Ambitious Utopion Osman is a space ʞlıɯ delivery employee. They spend their days flying from planet to planet with their rocket, delivering ʞlıɯ. But the ʞlıɯ demand of their solar system is increasing day by day!

The amount of ʞlıɯ Ambitious Rocket carries would require complicated space maths in AUO's universe, but luckily for us, the calculations are simple. It is sufficient to XOR (bitwise xor operation) the distance to be traveled with the liters of lǝnɟ the rocket has.

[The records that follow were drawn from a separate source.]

PR #493, opened 2022-12-20
jsonrpc LocalContent: Return `0x0` when content is not available

ogenev:
### What was wrong?
The Portal hive LocalContent test fails because we return an error instead of `0x0` when local content is not available.

### How was it fixed?
Return `0x0` when local content is not available according to https://github.com/ethereum/portal-network-specs/pull/176.

### To-Do

- [x] Clean up commit history


njgheorghita (approved):
It seems worth adding a quick test to `ethportal-peertest` to cover this case.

AUO should always travel \(\mathbf{A_i}\) lightyears to reach the \(\mathbf{i}\)'th planet. It doesn't matter where the Ambitious Rocket is located.

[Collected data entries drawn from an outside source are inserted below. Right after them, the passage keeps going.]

PR #494, opened 2022-12-20
Add json deserialization to receipts/block bodies

njgheorghita:
### What was wrong?
Deserializing from jsonrpc responses was necessary for some of our datatypes to support upcoming bridge functionality.

### How was it fixed?
- Added support for `serde::Deserialize` trait where appropriate
- Introduced some helper types to workaround conflicting rlp encodings
- Introduced a `FullHeader` datatype, which can be created from a "get header" response, and extracts all the information needed to generate `BlockBodies` & `Receipts`

### To-Do

- [x] Clean up commit history


trin-core/src/types/block_body.rs
```diff
@@ -222,6 +334,75 @@ pub struct EIP1559Transaction {
     pub s: U256,
 }
 
+#[derive(Eq, Debug, Clone, PartialEq, Deserialize)]
+#[serde(rename_all = "camelCase")]
+struct EIP1559TransactionHelper {
```
ogenev, line 339: If I understand the reasoning correctly, the only point for those helper types is to deserialize a transaction?

If this is the case, I think it will be more clear if we add serde's Serialize/Deserialise derive macros on the transaction enum and we can use `#[serde(tag = "type")]` config on the enum. This will convert the enum type to a `type` json field and if we want to rename the fields we can add `#[serde(rename = "0x0")]` (example [here](https://github.com/ogenev/ethportal-api/blob/9b060df420338f1c8aad28500e77a3b13d3404d5/src/types/block_body.rs#L195) ).

This will also require adding Serialize/Deserialize to all enum types, but this is trivial because all ethereum types we use implement them.

That way we will get rid of all helper structs and `Into` traits.

trin-core/src/types/block_body.rs
```diff
@@ -178,6 +180,42 @@ impl Transaction {
     }
 }
 
+impl<'de> Deserialize<'de> for Transaction {
```
ogenev, line 183: Why do we want to only deserialize a transaction? I think it is good practice to implement both Serialize and Deserialize traits.

trin-core/src/types/header.rs
```diff
@@ -180,6 +182,59 @@ impl PartialEq for Header {
...
+/// requests.
+#[derive(Debug, Clone, PartialEq, Eq)]
+pub struct FullHeader {
+    pub header: Header,
+    pub txs: Vec<Transaction>,
+    pub tx_hashes: TxHashes,
+    pub uncles: Vec<H256>,
+}
+
+// Prefer TryFrom<Value> over implementing Deserialize trait, since it's much simpler when
```
ogenev, line 197: I'm not sure if I agree with this. I think adding a lot of  `TryFrom` implementations build up with time and it becomes very hard to follow all the logic. I don't like the pattern of first converting json field to `Value` and then converting the Value to a type. I guess a more good practice is to directly convert a json string to type using Serialize/Deserialize.

If we have a json object which consists of multiple types, I think we should create a rust struct for the whole json object instead of implementing structs only for the subtypes and then doing some fancy conversion field by field to a Value type and then converting from Value to a type struct.

njgheorghita:
Moving ahead with this merge & not addressing the comments, even though I agree with them, as this pr is a minor blocker. Since #495 has landed, and has already incorporated the suggestions mentioned above by @ogenev, there's no need to replicate those changes in this pr. Since this pr is functional, we can move ahead with this merge, and as we incorporate the `ethportal-api` types into core `trin` functionality, we will remove any unnecessary helpers / fns that were added in this pr.

ogenev (approved):

PR #496, opened 2023-01-04
jsonrpc: Return a boolean instead of a string from the `portal_*Store endpoint`

ogenev:
### What was wrong?
According to JSON-RPC [specs](https://playground.open-rpc.org/?schemaUrl=https://raw.githubusercontent.com/ethereum/portal-network-specs/assembled-spec/jsonrpc/openrpc.json&uiSchema%5BappBar%5D%5Bui:splitView%5D=false&uiSchema%5BappBar%5D%5Bui:input%5D=false&uiSchema%5BappBar%5D%5Bui:examplesDropdown%5D=false), Trin should return a boolean instead of a  string from the `portal_*Store` endpoint.

### How was it fixed?
Return JSON boolean.

### To-Do

- [x] Clean up commit history

### DIFF
--- a/ethportal-peertest/src/jsonrpc.rs
+++ b/ethportal-peertest/src/jsonrpc.rs
@@ -360,7 +360,7 @@ fn validate_portal_find_nodes_zero_distance(result: &Value, peertest: &Peertest)
 }
 
 fn validate_portal_store(result: &Value, _peertest: &Peertest) {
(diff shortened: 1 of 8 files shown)


jacobkaufmann (approved):

njgheorghita (approved):
🚢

AUO has \(\mathbf{M}\) liters of ʞlıɯ in total and AUO needs to visit \(\mathbf{N}\) planets in total. Can you calculate the maximum amount of lǝnɟ AUO can take on their rocket without the amount of ʞlıɯ they carry exceeding \(\mathbf{M}\)?

- note: ʞlıɯ and lǝnɟ act differently from the matter we understand. Upon delivering ʞlıɯ, Ambitious Rocket's lǝnɟ doesn't decrease.

#### Input

The first line will include the integers \(\mathbf{N}\) and \(\mathbf{M}\).

The next will have \(\mathbf{N}\) positive integers in total. \(\mathbf{A_i}\) equals to the distance needs to be traveled to reach that planet.

##### Batch #1:

- \(1 \leq \mathbf{N} \leq 100\)
- \(1 \leq \mathbf{A_i} \leq 100\)
- \(1 \leq \mathbf{M} \leq 10^4\)

##### Batch #2:

- \(1 \leq \mathbf{N} \leq 10^5\)
- \(1 \leq \mathbf{A_i} \leq 10^{12}\)
- \(1 \leq \mathbf{M} \leq 10^{15}\)

#### Output

Print the amount of lǝnɟ AUO should put into the Ambitious Rocket.

- If the amount of ʞlıɯ that can be delivered always exceedes \(\mathbf{M}\), print "-1".

#### Samples

Input:

```
6 20
3 4 3 1 3 1
```

Output:

`3`

Input:

```
6 40
3 8 4 4 6 9
```

Output:

`7`

Girdi:

```
5 10
3 2 4 4 12
```

Çıktı:

`-1`

#### Explanation

##### 1. Input

- \((3 \mathbin{\oplus} 3) + (3 \mathbin{\oplus} 4) + (3 \mathbin{\oplus} 3) + (3 \mathbin{\oplus} 1) + (3 \mathbin{\oplus} 3) + (3 \mathbin{\oplus} 1)\)
- \(0 + 7 + 0 + 2 + 0 + 2 = 11 \leq 20\)

##### 2. Input

- \((7 \mathbin{\oplus} 3) + (7 \mathbin{\oplus} 8) + (7 \mathbin{\oplus} 4) + (7 \mathbin{\oplus} 4) + (7 \mathbin{\oplus} 6) + (7 \mathbin{\oplus} 9)\)
- \(4 + 15 + 3 + 3 + 1 + 14 = 40 \leq 40\)

##### 3. Input

- For all non-negative integers, the amount of ʞlıɯ that can be delivered always exceeds \(\mathbf{M}\). Therefore there's no valid answer.